Но не успел я ответить Протасову, как к нам поспешно вбежал и сам Селифонтов. — Ну-ка, — сказал он, обнимая меня, — рассказывай! Сильно там тебя мучили в «собственной»-то канцелярии? Там, говорят, секут. — Не секли тебя? Признавайся прямо, ведь не за худое что-нибудь!
— Нет! — ответил я, смеясь. — Честное слово, не секли, да и не слыхал, чтобы высекли кого-нибудь из моих товарищей.
— Ну а пытки были какие-нибудь? Например, морили голодом?
— Голодом-то, пожалуй, и морили целый месяц вначале, когда давали по десяти копеек в день на все мое продовольствие. Но самая главная пытка — это одиночество под вечным враждебным наблюдением и вечное безмолвие, особенно когда в Москве мне не давали никаких книг за то, что я отказался давать показания.
— А ты отказался?
— Да.
— Молодец! — воскликнул он, снова обнимая меня. — Ну да об этом еще потолкуем как-нибудь после, а теперь мне надо бежать к твоему отцу, которого я оставил с женой нарочно, чтобы расспросить тебя.
И он поспешно удалился.
Мы с Протасовым начали теперь по-товарищески рассказывать друг другу обо всем пережитом нами. Он действительно оставил гимназию из-за водворившегося в ней классического мракобесия вместе со многими товарищами, одни из которых пошли в реалисты, другие в военные.

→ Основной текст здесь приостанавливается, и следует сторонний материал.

PR #5, opened 2020-07-04
Create numerical model data for multi-echo field maps

mathieuboudreau:
Resolves #1 

Completed conversion of the code & tests from the MATLAB implementation to Python.

Left to-do
* [x] Document & cleanup the code
* [x] Write up a demo in a Jupyter Notebook & add a Binder button.

PR #19, opened 2020-07-14
Source package version from setup.py.

kousu:
This avoids a tricky chicken-or-egg problem:
as soon as `shimmingtoolbox/__init__.py` starts loading up
submodules, which are going to load up libraries,
installation will fail because setup.py was doing

> import shimmingtoolbox

at the top, just to get at

> shimmingtoolbox.__version__

and of course when setup.py is run, none of the
libraries we need will be installed yet.

This is mentioned on https://packaging.python.org/guides/single-sourcing-package-version/

> Warning
>
> Although this technique is common, beware that it will fail if sample/__init__.py
> imports packages from install_requires dependencies, which will very likely not
> be installed yet when setup.py is run.

and after looking through that page, I decided that using importlib.metadata
is the future-proofed option.

(Editorializing: I really wish PyPA would stick to the Zen of Python's admonishment
to "There should be one obvious way to do it."; but the first thing this page says is
"There are many techniques" and the best is buried as #5)

### DIFF
--- a/shimmingtoolbox/__init__.py
+++ b/shimmingtoolbox/__init__.py
@@ -1,1 +1,9 @@
-__version__ = "0.1"
+
+# https://packaging.python.org/guides/single-sourcing-package-version/
+try:
+    from importlib import metadata
+except ImportError:
+    # Running on pre-3.8 Python; use importlib-metadata package
+    import importlib_metadata as metadata
+__version__ = metadata.version(__name__)
+del metadata
--- a/setup.py
+++ b/setup.py
@@ -1,8 +1,6 @@
 from setuptools import setup, find_packages
 from os import path
 
-import shimmingtoolbox
-
 # Get the directory where this current file is saved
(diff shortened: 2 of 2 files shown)


shimmingtoolbox/__init__.py
```diff
@@ -1 +1,9 @@
-__version__ = "0.1"
+
+# https://packaging.python.org/guides/single-sourcing-package-version/
+try:
+    from importlib import metadata
+except ImportError:
+    # Running on pre-3.8 Python; use importlib-metadata package
+    import importlib_metadata as metadata
+__version__ = metadata.version(__name__)
```
jcohenadad, line 8: wow, that's cool. First time i see this strategy

po09i (approved):

gaspardcereza (approved):

jcohenadad:
good to merge? @kousu

PR #28, opened 2020-07-20
Install dcm2niix in CI

### LINKED ISSUE #27: Install dcm2niix for testing suite
Testing suite will required [dcm2niix](https://github.com/rordenlab/dcm2niix), which is a dependency of [dcm2bids](https://github.com/cbedetti/Dcm2Bids).

According to the doc, there are various ways to install it, including:
- conda: `conda install -c conda-forge dcm2niix`  (for Linux, MacOS or Windows).
- [pre-built packages](https://github.com/rordenlab/dcm2niix/releases)

Question: which one should we go for? i vote for conda

kousu:
Fixes #27

This upgrades the CI environment from Ubuntu 16.04 LTS (which is Very Old now) to 18.04 (which is Current Boring Mainline), because 16.04 is too old to have dcm2niix available, but 18.04 does and is probably closer to what most people are running anyway!

### DIFF
--- a/.travis.yml
+++ b/.travis.yml
@@ -1,3 +1,5 @@
+os: linux
+dist: bionic
 language: python
 python:
   - "3.7"
@@ -5,6 +7,8 @@ python:
 # command to install dependencies
 install:
   - echo "Installation of the repository"
+  - sudo apt-get update
+  - sudo apt-get install -y dcm2niix
   - pip install -e .[testing]
   - pip install python-coveralls  # Add me to install python-coveralls
 # command to run tests
--- a/.travis.yml
+++ b/.travis.yml
@@ -10,7 +10,7 @@ install:
   - sudo apt-get update
   - sudo apt-get install -y dcm2niix
   - pip install -e .[testing]
-  - pip install python-coveralls  # Add me to install python-coveralls
+  - pip install python-coveralls
 # command to run tests
 script:
   - echo "Launch general integrity test"


kousu:
Tagging both Julien and Alex; but you can sort out which of you reviews this first.

jcohenadad (approved):
awesome! much more elegant approach than what i suggested. when we will be testing other OSs we might want to find an alternative solution

kousu:
Yeah. Well. In my opinion conda counts as a separate OS, just like Java or docker does. Except there's always some [lhttps://www.joelonsoftware.com/2002/11/11/the-law-of-leaky-abstractions/eakiness](https://www.joelonsoftware.com/2002/11/11/the-law-of-leaky-abstractions/) from the underlying platform, so I would rather just adapt to that platform directly than trying to paper over it. This is the approach advocated by [Drew Devault](https://drewdevault.com/2019/12/09/Developers-shouldnt-distribute.html).

That would means on macOS running `brew install dcm2niix` and on Windows `choco install dcm2niix` or using `curl`'ing the prebuilt binaries for Windows. Those are the most canonical ways to install out-of-language dependencies for those platforms. In broader context, eventually, someone could package shimming-toolbox into brew or apt and add the dependency in their brew/apt build script; if we used conda in our code then packagers for those platforms would need to do surgery to remove it and fit the package in to their system. It's not impossible, but it's somewhat unfriendly.

Issue #13, opened 2020-07-06
Add the ability to load niftis


po09i:
Convert the current load_niftis function from shimming-toolbox repo to this repo.

The load_niftis function allows to load an entire acquisition instead of only single nifti files at a time. (The original function also allowed to select the acquisition from a list depending on the input)

For example:
The output of dcm2bids for the [dicom_unsorted](https://github.com/shimming-toolbox/data-testing/tree/master/dicom_unsorted) is 6 different phase files organized in `./fmap` called `./fmap/sub-test_phaseX.nii`. The goal of the function is to call `phase = load_niftis/load_acquistion('./fmap')` instead of calling 6 times `nibabel.load()` then stitching them in the required format for our API which we agreed was (x, y, z, echoes, volumes). This example is for different echoes but the function should accommodate different volumes through time as well.

jcohenadad:
@gab-berest what working branch are you for this issue?

gab-berest:
> 
> 
> @gab-berest what working branch are you for this issue?

I'm working in the branch gb/load_nifti. I have to talk to @gaspardcereza to check for the function read_nii since I use it and there was some issue with how it was loaded.

jcohenadad:
> I have to talk to @gaspardcereza to check for the function read_nii since I use it and there was some issue with how it was loaded.

can we rather have the discussion on this github thread (or another more appropriate thread)-- so that the whole team is on the same page-- thanks

gab-berest:
@jcohenadad Is there available Nifti data to download for unittesting? I created dummy data with nibabel for now, but it could be easier if we could download Nifti data directly.

po09i:
Yes, you can use the [download data](https://github.com/shimming-toolbox/shimming-toolbox-py/blob/master/shimmingtoolbox/cli/download_data.py) CLI on master.

jcohenadad:
> @jcohenadad Is there available Nifti data to download for unittesting? I created dummy data with nibabel for now, but it could be easier if we could download Nifti data directly.

https://github.com/shimming-toolbox/data-testing
also see https://github.com/shimming-toolbox/shimming-toolbox-py/pull/15 which includes data download in CI

jcohenadad:
@gab-berest @po09i i'm not convinced about the relevance of this issue-- the body says: "Convert the current load_niftis function from shimming-toolbox repo to this repo"

[...]

PR #18, opened 2020-07-10
Implement dicom_to_nifti: wrapper for dcm2bids to convert DICOM data

gaspardcereza:
## Context
The conversion from dicom to nifti is one of the first step of our workflow. We thus need to have a functional code to allow us to organize our data in the format we want. The former Matlab functions we use must be adapted to the python standards.

This PR introduces the following changes:
- shimmingtoolbox/dicom_to_nifti.py → API
- config/dcm2bids.json --> config file that lists the sequence names used for organizing data under BIDS directory. This file should be edited. https://github.com/shimming-toolbox/shimming-toolbox-py/issues/32

BIDS convention for file naming: https://bids-specification.readthedocs.io/en/stable/04-modality-specific-files/01-magnetic-resonance-imaging-data.html#task-including-resting-state-imaging-data

dcm2bids documentation about conversion and config file:
- https://github.com/cbedetti/Dcm2Bids/issues/26
- config file for phasediff data: https://github.com/cbedetti/Dcm2Bids/issues/21#issuecomment-369943143

TODO in subsequent PRs:
- cover realistic scenario of experimental workflow. #31
- A function `read_nii()` initially developed here is no more used, but code could be recycled: https://github.com/shimming-toolbox/shimming-toolbox-py/issues/33

Fixes #12.

PR #35, opened 2020-07-27
Add the ability to load niftis

gab-berest:
Integration of the load_nifti function that uses the read_nii functionality to load Nifti type data folders. Linked ot issue #13.


.idea/misc.xml
```diff
@@ -0,0 +1,4 @@
+<?xml version="1.0" encoding="UTF-8"?>
```
jcohenadad, line 1: all these files shouldn't go into the repository

shimmingtoolbox/cli/load_nifti.py
```diff
@@ -0,0 +1,28 @@
+#!usr/bin/env python3
```
jcohenadad, line 1: not sure what is the purpose of this CLI?

shimmingtoolbox/dicom_to_nifti.py
```diff
@@ -0,0 +1,122 @@
+from distutils.dir_util import copy_tree
```
jcohenadad, line 1: that's a duplicate of https://github.com/shimming-toolbox/shimming-toolbox-py/pull/18

having several unmerged branches that share the same development makes it difficult to keep track and to review (we end up making the same comments on both PRs...). is this PR necessary? or can it be re-focused?

gab-berest: It's just that I'm using the content in this functionality. I most say, I would probably put it with the other PR since it is closely related. It was a separate task so I made a separate PR, but I think it would be better to put it together with the other one.

.idea/misc.xml
gab-berest: These were pulled from #18 . I'll check to remove them and add them to .gitignore on the pulled content.

shimmingtoolbox/load_nifti.py
```diff
@@ -0,0 +1,92 @@
...
+import nibabel
+
+from shimmingtoolbox.read_nii import read_nii
+
+logger = logging.getLogger(__name__)
+
+def load_nifti(file_path):
+    """
+    Load data from a NIFTI type file with dcm2bids.
+    :param file_path: absolute or relative path to the directory the acquisition data
```
po09i, line 16: Variable convention : https://github.com/neuropoly/spinalcordtoolbox/wiki/variables#variables
`path_acquisition` or `path_data`

shimmingtoolbox/read_nii.py
```diff
@@ -0,0 +1,73 @@
+import json
+import math
+import nibabel as nib
+import numpy as np
+import os
+
+
+def read_nii(nii_path):
```
jcohenadad, line 8: is this function needed? `nibabel.load()` outputs the image + header (which contains the metadata)

shimmingtoolbox/read_nii.py
```diff
@@ -0,0 +1,73 @@
...
+    # More info in the "Data scaling" section in https://nipy.org/nibabel/nifti_images.html
+    if ('Manufacturer' in json_data) and (json_data['Manufacturer'] == 'Siemens') \
+            and (image_type(json_data) == 'phase'):
+        PHASE_SCALING_SIEMENS = 4096
+        image = image * (2 * math.pi / PHASE_SCALING_SIEMENS)
+
+    return info, json_data, image
+
+
+def image_type(json_data):
```
jcohenadad, line 40: this should be already solved by the BIDS convention in #18

test/test_load_nifti.py
```diff
@@ -0,0 +1,214 @@
+#!usr/bin/env python3
```
jcohenadad, line 1: i would suggest to wait for the dev core team to agree on the proposed developments before implementing the unit tests (otherwise, the unit tests might become stale/irrelevant)

shimmingtoolbox/read_nii.py
gab-berest: I am going to remove it. It is just convenient since it was already programmed with the verifications.

test/test_load_nifti.py
gab-berest: Sure, I implemented them for now so I can validate that the core functionality of the function works correctly, but I will wait for further information.

shimmingtoolbox/load_nifti.py
```diff
@@ -91,7 +91,7 @@ def load_nifti(path_data):
     return niftis, info, json_info
 
 
-def read_nii(nii_path, auto_scale=True):
+def read_nii(nii_path, auto_scale = True):
```
jcohenadad, line 94: i think pep8 asks for no space between equality terms in input arguments

shimmingtoolbox/load_nifti.py
```diff
@@ -0,0 +1,165 @@
...
+
+            if select_acquisition in range(len(acquisitions)):
+                break
+            else:
+                logging.error("Input must be linked to an acquisition folder. {} is out of range".format(input_resp))
+
+        nifti_path = os.path.abspath(file_list[select_acquisition])
+
+    nifti_list = [os.path.join(nifti_path, f) for f in os.listdir(nifti_path) if f.endswith((".nii", ".nii.gz"))]
+    n_echos = len(nifti_list)
```
po09i, line 66: This correctly implements the matlab function but it should be revisited as the number of files is not always the number of echoes. What if there are multiple runs, multiple time points, etc. 

The header should probably be read to figure out the appropriate way to "stitch" the files together.

shimmingtoolbox/load_nifti.py
```diff
@@ -0,0 +1,165 @@
...
+    image = np.asarray(info.dataobj)
+    if auto_scale:
+        if ('Manufacturer' in json_data) and (json_data['Manufacturer'] == 'Siemens') \
+                and (image_type(json_data) == 'phase'):
+            image = image * (2 * math.pi / PHASE_SCALING_SIEMENS)
+
+    return info, json_data, image
+
+
+def image_type(json_data):
```
po09i, line 128: Can nibabel output this for us instead?

shimmingtoolbox/load_nifti.py
```diff
@@ -0,0 +1,165 @@
...
+    elif all([os.path.isfile(f) for f in file_list]):
+        logging.info("Acqusition directory given. Using acquisitions.")
+        nifti_path = path_data
+    else:
+        raise RuntimeError("Directories and files in input path")
+
+    if not nifti_path:
+        for i in range(len(acquisitions)):
+            logging.info("{}:{}\n".format(i, os.path.basename(file_list[i])))
+            print("{}:{}\n".format(i, os.path.basename(file_list[i])))
```
jidicula, line 48: Copied from: https://github.com/shimming-toolbox/shimming-toolbox-py/pull/46#discussion_r465966701

Since our `setup.py` explicitly requires Python 3.6 or greater, we have access to f-strings for string formatting, which is a bit tidier for future readers.

See these resources for details:
- https://realpython.com/python-f-strings/#f-strings-a-new-and-improved-way-to-format-strings-in-python
- https://docs.python.org/3.6/reference/lexical_analysis.html#f-strings

shimmingtoolbox/load_nifti.py
```diff
@@ -0,0 +1,165 @@
...
+            input_resp = input("Enter the number for the appropriate acquisition folder, (type 'q' to quit) : ")
+            if input_resp == 'q':
+                return 0
+
+            select_acquisition = int(input_resp)
+
+            if select_acquisition in range(len(acquisitions)):
+                break
+            else:
+                logging.error("Input must be linked to an acquisition folder. {} is out of range".format(input_resp))
```
jidicula, line 61: See my comment above about f-strings

shimmingtoolbox/load_nifti.py
```diff
@@ -0,0 +1,165 @@
...
+
+        nifti_path = os.path.abspath(file_list[select_acquisition])
+
+    nifti_list = [os.path.join(nifti_path, f) for f in os.listdir(nifti_path) if f.endswith((".nii", ".nii.gz"))]
+    n_echos = len(nifti_list)
+
+    if n_echos <= 0:
+        raise RuntimeError("No acquisition images in selected path {}".format(nifti_path))
```
jidicula, line 69: f-string

jidicula (changes requested):
This is a quick review to catch instances where `str.format()` could be refactored into the cleaner f-string method of string formatting.

shimmingtoolbox/load_nifti.py
gab-berest: True. I should add the ability to detect the correct way to parse through data. From what I've seen for multiple runs, the files are in separate folders which you can choose before hand. But, what do you mean by time points?

shimmingtoolbox/load_nifti.py
gab-berest: I didn't see a image type field in the nibabel header and nibabel cannot open json type files. So the information has to be loaded with another way than nibabel for what I've seen. Maybe I've just missed the field to do it.

shimmingtoolbox/load_nifti.py
gab-berest: If you mean that we should parse the description of the header file, is it really reliable as information?

shimmingtoolbox/load_nifti.py
jcohenadad: @po09i what do we want from this `image_type()` function? what would be example of output "type"?

gab-berest: It only tells us if it's phase or magnitude from the 'ImageType' section in the json file thta is linked to the nifti file. The read_nii function uses it to know if the data needs to be scaled in radian or not. I did not find a good way in the header of the nibabel file to tell us this information.

jcohenadad: don't we already have that information after [BIDS conversion](https://github.com/shimming-toolbox/shimming-toolbox-py/blob/master/config/dcm2bids.json#L105)?

gab-berest: Yes, but dcm2bids automatically creates the json file that contain this information with the data. So I was trying to make this function independent form dcm2bids so when you only have the original nifti files and json without dcm2bids, you could also know this information.

jcohenadad: ah i see. I think at this point in the development i would suggest to not bother covering all possible scenario. It is fair to assume input data is either DICOM or BIDS folder, in which case no need for the `image_type()` function.

shimmingtoolbox/load_nifti.py
gab-berest: @po09i  I think that the NIFTI files generated by dcm2bids will be always as different echoes for each file and the files will contain the rest of the data. Tell me if I'm wrong. I have not seen another example on the BIDS website.

po09i: I found this link to the [bids convention](https://bids-specification.readthedocs.io/en/stable/04-modality-specific-files/01-magnetic-resonance-imaging-data.html#the-run-entity) really useful. It describes what runs are and other specific bids format information. 

We used to separate scans in separate acquisitions however now that we are trying to deal with only having one config file, it is not a guaranty that one acquisition will be in the folder (If we run 2 fieldmaps for example). I think counting the number of files in a folder is not a rigorous check and the only way to make sure is indeed reading the header info.

jcohenadad: let's not spend too much time on this, as it is still unclear how the typical experimental workflow will look like (e.g. will we impose convention for naming runs during acquisition? will we only select the lastest fieldmap? etc.). For now, let's keep it simple and as experimental scenario are clearer (meaning: post-covid19: we can scan again) we will revisit this

gaspardcereza (commented):
Everything seems to be working with the B0 niftis. 
It doesn't work with my B1 maps because the dimensions of my NIfTI aren't the same  (their dimension are [x, y, slice, n_coils]). I'll raise the issue once this PR is merged but I think the easiest solution will be to have a separate fonction dedicated to B1 niftis

shimmingtoolbox/load_nifti.py
```diff
@@ -0,0 +1,161 @@
...
+    elif all([os.path.isfile(f) for f in file_list]):
+        logging.info("Acqusition directory given. Using acquisitions.")
+        nifti_path = path_data
+    else:
+        raise RuntimeError("Directories and files in input path")
+
+    if not nifti_path:
+        for i in range(len(acquisitions)):
+            logging.info("{}:{}\n".format(i, os.path.basename(file_list[i])))
+            print(f"{i}:{os.path.basename(file_list[i])}\n")
```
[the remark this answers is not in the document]
gab-berest: Oups. Forgot to remove it.

gab-berest:
> 
> 
> Everything seems to be working with the B0 niftis.
> It doesn't work with my B1 maps because the dimensions of my NIfTI aren't the same (their dimension are [x, y, slice, n_coils]). I'll raise the issue once this PR is merged but I think the easiest solution will be to have a separate fonction dedicated to B1 niftis

What are your data files so I can test. Normally, it would, with these dimensions, create a 5D array of [x,y,slices(as z),echoes,n_choil]. Maybe an argument could be given to load B0 or B1 maps or just by header information.

gaspardcereza:
> > Everything seems to be working with the B0 niftis.
> > It doesn't work with my B1 maps because the dimensions of my NIfTI aren't the same (their dimension are [x, y, slice, n_coils]). I'll raise the issue once this PR is merged but I think the easiest solution will be to have a separate fonction dedicated to B1 niftis
> 
> What are your data files so I can test. Normally, it would, with these dimensions, create a 5D array of [x,y,slices(as z),echoes,n_choil]. Maybe an argument could be given to load B0 or B1 maps or just by header information.

I used the data that are in the `b1_maps` folder in the testing-data repository. But I convert them using the `dicom_to_nifti` function for B1 maps that is not merged yet (still some work to do on them).
Even when I try `load_nifti` after a simple call to dcm2niix on my `b1_maps` folder as follows: 
```
loaded_nifti = load_nifti.load_nifti(r'C:\Users\gaspa\Documents\GitHub\shimming-toolbox-py\testing_data\b1_maps')
``` 
It returns a 5d array that is a 64x2x8x2x64 array instead of (64x64x2x16 in the original nifti). 
```
loaded_nifti[0].shape
(64, 2, 16, 1, 64)
```

gab-berest:
> 
> 
> > What are your data files so I can test. Normally, it would, with these dimensions, create a 5D array of [x,y,slices(as z),echoes,n_choil]. Maybe an argument could be given to load B0 or B1 maps or just by header information.
> 
> I used the data that are in the `b1_maps` folder in the testing-data repository. But I convert them using the `dicom_to_nifti` function for B1 maps that is not merged yet (still some work to do on them).
> Even when I try `load_nifti` after a simple call to dcm2niix on my `b1_maps` folder as follows:
> 
> ```
> loaded_nifti = load_nifti.load_nifti(r'C:\Users\gaspa\Documents\GitHub\shimming-toolbox-py\testing_data\b1_maps')
> ```
> 
> It returns a 5d array that is a 64x2x8x2x64 array instead of (64x64x2x16 in the original nifti).
> 
> ```
> loaded_nifti[0].shape
> (64, 2, 16, 1, 64)
> ```

True enough, the answer should be a 64x64x2x16x1. I'll check it later.

shimmingtoolbox/load_nifti.py
gab-berest: I changed the function so it will detect if there are multiple runs in the same folder and ask for which one to load. It should be clarified for later on.

gab-berest:
I added a case that checks the run number and asks for the one to analyze and an argument that tells if phase or magnitude needs to be loaded (checked from ImageComments like dicom_to_nifti.

jidicula (changes requested):
Could you also add automodule stubs for `load_nifti` in the API documentation? It'll be a one-liner in `docs/source/6_api_reference/api.rst`, and you can follow the format of existing stubs for modules like `download` or `utils`.

gab-berest:
> 
> 
> Could you also add automodule stubs for `load_nifti` in the API documentation? It'll be a one-liner in `docs/source/6_api_reference/api.rst`, and you can follow the format of existing stubs for modules like `download` or `utils`.

Done

gab-berest:
Is there something to change? @jcohenadad @po09i @jidicula

shimmingtoolbox/load_nifti.py
```diff
@@ -111,14 +120,14 @@ def load_nifti(path_data, modality = 'phase'):
...
+            nifti_init[0][0].shape[0], nifti_init[0][0].shape[1], nifti_init[0][0].shape[2],
+            echo_shape, nifti_init[0][0].shape[3]], dtype=float)
         for i_echo in range(len(run_list[select_run])):
             if modality in run_list[select_run][i_echo][1]:
                 tmp_nii = run_list[select_run][i_echo][0]
                 info.append(tmp_nii[0].header)
                 json_info.append(tmp_nii[1])
-                for i_volume in range(info_init[0][0].shape[3]):
+                for i_volume in range(nifti_init[0][0].shape[3]):
                     niftis[:, :, :, nifti_pos, i_volume] = tmp_nii[2][:, :, :, i_volume]
```
jidicula: Other than this inner for-loop, the enclosing for loop is a duplicate of line 114-120. This is out of scope for the current PR, but is a prime candidate for refactoring in the future. The duplicated code could be factored out into a function taking a boolean param that only runs the inner for-loop for the appropriate case. Also, depending on the size of `range(len(run_list[select_run]))` and `range(nifti_init[0][0].shape[3])`, the `map` function could be used to achieve better performance.

jidicula (approved):
Doc stubs look ok to me!

shimmingtoolbox/load_nifti.py
```diff
@@ -0,0 +1,168 @@
...
+    Args:
+        path_data (str): Absolute or relative path to the directory the acquisition data
+        modality (str): Modality to read nifti (can be phase or magnitude)
+    Returns:
+        nibabel.Nifti1Image.Header: List containing all information from every Nifti image
+        dict: List containing all information in JSON format from every Nifti image
+        numpy.ndarray: 5D array of all acquisition in time (x, y, z, echo, volume)
+
+    Note:
+        If 'path' is a folder containing niftis, directly output niftis. It 'path' is a folder containing acquisitions,
```
jcohenadad, line 27: "folder containing acquisitions" --> what do you mean by "acquisitions"? do you mean DICOM files?

shimmingtoolbox/load_nifti.py
```diff
@@ -0,0 +1,168 @@
...
+
+logger = logging.getLogger(__name__)
+PHASE_SCALING_SIEMENS = 4096
+
+
+def load_nifti(path_data, modality='phase'):
+    """
+    Load data from a NIFTI type file with nibabel.
+    Args:
+        path_data (str): Absolute or relative path to the directory the acquisition data
```
jcohenadad, line 19:
```suggestion
        path_data (str): Path to the directory containing the file(s) to load
```

shimmingtoolbox/load_nifti.py
```diff
@@ -0,0 +1,168 @@
...
+import json
+import math
+
+logger = logging.getLogger(__name__)
+PHASE_SCALING_SIEMENS = 4096
+
+
+def load_nifti(path_data, modality='phase'):
+    """
+    Load data from a NIFTI type file with nibabel.
```
jcohenadad, line 17: i find it confusing: here it says the function loads from a nifti file, but `path_data` is expecting a folder (not a file)

shimmingtoolbox/load_nifti.py
```diff
@@ -0,0 +1,168 @@
...
+    Args:
+        path_data (str): Absolute or relative path to the directory the acquisition data
+        modality (str): Modality to read nifti (can be phase or magnitude)
+    Returns:
+        nibabel.Nifti1Image.Header: List containing all information from every Nifti image
```
jcohenadad, line 22:
```suggestion
        nibabel.Nifti1Image.Header: List containing headers for every Nifti file
```

shimmingtoolbox/load_nifti.py
```diff
@@ -0,0 +1,168 @@
...
+
+    if os.path.isfile(json_path):
+        json_data = json.load(open(json_path))
+    else:
+        raise ValueError('Missing json file')
+
+    image = np.asarray(info.dataobj)
+    if auto_scale:
+        if ('Manufacturer' in json_data) and (json_data['Manufacturer'] == 'Siemens') \
+                and ("phase" in json_data['ImageComments']):
```
po09i, line 161: This seems like an edge case. "ImageComments" won't always have in the description if it is phase data or not. For example, our testing data does not even have the field ImageComments and uses the more useful ImageType to differentiate between phase, mag and complex.

shimmingtoolbox/load_nifti.py
```diff
@@ -0,0 +1,168 @@
...
+            image = image * (2 * math.pi / PHASE_SCALING_SIEMENS)
+
+    return info, json_data, image
+
+
+if __name__ == "__main__":
+    load_nifti("C:\\Users\\Gabriel\\Documents\\share\\008_a_gre_DYNshim1")
```
po09i, line 168: This will obviously need to be removed before merging

shimmingtoolbox/load_nifti.py
gaspardcereza: It would also maybe be better to check for "*phase*" instead of just "phase" in case the user decides to write some other comments in the "ImageComments" tag.

shimmingtoolbox/load_nifti.py
gab-berest: Yes it was while I was testing

shimmingtoolbox/load_nifti.py
gab-berest: I was checking the ImageType before, but this field is also not always present in the json file outputted by dcm2bids. I read the other issues to find that @gaspardcereza was adding the phase, mag, complex tag in the ImageComments. That's why I used it.

shimmingtoolbox/load_nifti.py
gab-berest: You can specify a directory wich contains multiple other directories with the data files. It just tells you that you need to choose one of the folders contained in the given path. Should I rename it? It was named like this in the MATLAB version.

shimmingtoolbox/load_nifti.py
gab-berest: Yes it should say: "from a directory containing NIFTI type files"

shimmingtoolbox/load_nifti.py
gab-berest: It's true that I doubled my code. I will try to remove it. I don't think a separate function will be usefull since it will be used only these two times and that we can merge the duplicated code into a more condensed code.

gab-berest:
@po09i @jcohenadad Are there any other questions to merge since a subsequent PR might change some feature for PyBIDS?

jcohenadad:
> @po09i @jcohenadad Are there any other questions to merge since a subsequent PR might change some feature for PyBIDS?

all good for me

gaspardcereza (approved):

po09i (approved):

PR #43, opened 2020-07-30
Upgrade dcm2niix to latest.

### LINKED ISSUE #42: Controlling which version of dcm2niix is installed
# Context
Has mentionned [here](https://github.com/shimming-toolbox/shimming-toolbox-py/pull/18#issuecomment-665818569), Travis downloads dcm2niix `v1.0.20171215` instead of `v1.0.20200331` which is the last release.
It might be the cause of the test failure when pushing #18. 

Currently, dmc2niix is installed by running `sudo apt-get install -y dcm2niix` in [.travis.yml](https://github.com/shimming-toolbox/shimming-toolbox-py/blob/master/.travis.yml).

kousu:
Fixes #42, and fixes the broken tests in #18 so it will need to be rebased under #18 for that one to work.


README.md
```diff
@@ -5,6 +5,16 @@ Code for performing real-time shimming using external MRI shim coils
 
 ## Installation
 
+The first dependency you need is [`dcm2niix`](https://github.com/rordenlab/dcm2niix) >= v1.0.20200331.
+You can download precompiled binaries from https://github.com/rordenlab/dcm2niix/releases/latest -- make
+sure to add them to your PATH.
+It is also [in the AUR](https://aur.archlinux.org/packages/dcm2niix/) (`pikaur -Sy dcm2niix`),
+[`brew`](https://github.com/Homebrew/homebrew-core/blob/master/Formula/dcm2niix.rb) (`brew install dcm2niix`),
+and [`conda`](https://anaconda.org/conda-forge/dcm2niix) (`conda install -c conda-forge/label/cf202003 dcm2niix`).
+Unfortunately, the version [currently in Debian/Ubuntu](https://packages.ubuntu.com/eoan/dcm2niix) (`apt install dcm2niix`) is too old to work reliably.
```
jcohenadad, line 14: the problem with that, is we won't be testing those other installation methods. 

to prevent any issue in the future like https://github.com/shimming-toolbox/shimming-toolbox-py/pull/18#issuecomment-665818569, i would suggest to instruct users to only fetch the latest binaries provided on github. Alternatively, we could implement an installer which will fetch the appropriate binary depending on the platform.

jcohenadad:
@kousu sorry i screwed up-- i was working with Gaspard and Alexandre on the dcm2bids branch, which we wanted to merge so we could work on the data management thingy-- i forgot to merge this one before the other one as you asked-- sorry about that---

jcohenadad (approved):

README.md
kousu: An integrated installer won't integrate well with external systems or distros. It would mean running everything in an expensively isolated box.

jcohenadad: ok, in that case, we should have a routine in shimmingtoolbox that verifies which version of dcm2niix is run by default by the user, and if this is an incorrect version, it errors and quit-- how about that?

Везде, по его словам, особенно в молодежи, только и говорили, что о начавшемся революционном движении и о постоянных арестах среди студентов, и повсюду очень сочувствовали мне и моим товарищам.
— Даже и отцы наши, — прибавил он, — начали понемногу цивилизоваться. Они все, за исключением твоего, охотно рассказывают о своих сидящих в темницах детях.
— Обед готов! — сказал нам появившийся в дверях лакей.
Мы оба отправились в столовую, где Селифонтов посадил меня рядом с собой.
— Ну что, нравятся тебе мои новые картины? — спросил он.
— Да, — ответил я, не будучи в состоянии ничего прибавить, так как не рассмотрел почти ни одной.
Желая как-нибудь отвести разговор от деталей, чтобы не попасться, я прибавил:
— Некоторые перевезены из Москвы, я их там видел.
— Жалко мне того московского дома, — сказал Селифонтов. — Это был дворец одного графа, который я купил лет двенадцать назад, но недавно я его продал. Смешно и накладно содержать целый дворец в Москве, когда живешь в Петербурге и уезжаешь туда лишь на несколько дней в году, да и то специально для того, чтобы посмотреть, цел ли еще этот самый дом. Но такой замечательной анфилады зал, как там, уже нигде не найдешь. Она занимала целый уличный квартал.
Он начал задумчиво вспоминать подробности не то для нас, не то для себя самого.
— Помнишь? Вдоль всего фасада шел внутри темный коридор. По правую сторону его был ряд больших спальных комнат, в которых можно было разместить полсотни гостей, а по другую его сторону была глухая стена. За нею и шли эти залы, из которых только в две крайние можно было войти с концов коридора. Помнишь, как вы гимназистами гонялись друг за другом по всем залам и потом возвращались в них с другого конца по коридору? А мы с твоим отцом сидели в алой гостиной на диване. Нам открывался оттуда чудный вид на всю эту длинную анфиладу комнат, и мы смотрели сквозь огромные растворенные двери, как вы убегали по ним вдаль.
— Да, — сказал отец, — красивый был вид на все эти комнаты, когда сидишь за столиком прямо против них. Дверь видна за дверью без конца, а с боков каждой двери видны мраморные статуи на пьедесталах, видны края картин, а с потолков висят люстры за дверями, все уменьшаясь по мере удаления. Ты помнишь, какие из тех картин перевезены сюда? — обратился он ко мне.
— Да, — ответил я, и, чувствуя необходимость опять чем-нибудь отвлечь отца от разговора о еще не виденных мною здесь картинах, я как-то инстинктивно вспомнил одно из своих приключений.
— Всю эту самую анфиладу комнат, — сказал я Селифонтову, с которым с детства был на «ты», — мне пришлось однажды пробежать перед твоей двоюродной сестрой и ее дочкой, институткой, да еще в каком виде! В одной ночной рубашке без всего остального!
— Что ты говоришь! — расхохотался он. — Да как же это вышло?
— Очень просто.
И я нарочно стал рассказывать все как можно подробнее!